On his first night on the road, Jack was accosted by a devil, a gangly sharp-toothed brute who tried to steal Jack’s sparkling sword. But Egbrite Jack would have nothing of it, and challenged the creature to a duel of dice. If Jack rolled ‘even’ he’d lose the sword. But if Jack rolled ‘odd’ the creature could never steal, loot, scare, or menace anyone again. Jack rolled odd and went on his merry way, sparkling sword in hand.

One thousand treacherous nights followed and every night Jack was accosted by ghosts and gremlins, sprites and spirits, spooks and spectres, devils and demons–and every night he bested them and went on his merry way.

On the last day of his travels, old Egbrite Jack finally met the Queen. Lonely and beautiful, radiant and delighted to see the dusty, road-worn pumpkin farmer. As tribute, Jack offered her the sword, but she adamantly refused. Instead, she bid the humble farmer rise and take her hand as king, for his thousand nights on the road had rid all the world of terror and set the kingdom free.

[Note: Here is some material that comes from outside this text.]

PR #152, opened 2022-12-27
Optimize concrete runtime contract code

arcz:
## Description
This PR optimizes runtime contract code that is known to be concrete. It resulted in a significant performance bump when executing ethereum-tests suite on my machine down to 76s from 86s (~13%).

Folk have told the stories of Egbrite Jack and his thousand nights on the haunted roads for generations. Elements of each fable weave a neat, moral tapestry for rearing children. The Sword of Egbrite Jack is often used as a symbol for courage. For if a people can muster a bit of courage, luck will always find them.

The Skull of Leef Lavyndar

Atop the liquor shelf at Wally’s Waffles and Weorgs sits a humble, unassuming skull of Leef Lavydar. Many surmise that it once belonged to a dread foe of Wallace the Freebooter King (ol’ Wally’s pirate alias from his younger days). Many more fail to even give it a second glance. But Wally…he peers up at that skull every morning. He gives it a long, pregnant salute. He says, “How’s the pond lookin’, matey?” And then he lards up the grill for another day of slinging waffles and weorgs.

Wally knew the moment it happened that he’d have to hang up the plank for good. One minute Leef Lavyndar was cracking wise, arguing over an errant dice throw in a high stakes game of Roogledeek, the next his head rolled down into the cargo hold, clean-cut decapitated by the assassins of Ulfrex the Cruel, Lord Marshal of Maax.

A bloody-handed battle atop the deck of The Scarlet Scallywagon claimed the lives of forty men. In the end, the assassins were drawn, quartered, and fed to the ivory-spotted octopi of Barnaby Bay. But knowing that Ulfrex would stop at nothing to retrieve his stolen treasure, Wally renounced his captaincy, forsook his beloved ship and all his worldly possessions (save the treasure), and carried the skull of his best friend and first mate Leef Lavyndar to the site of his new restaurant.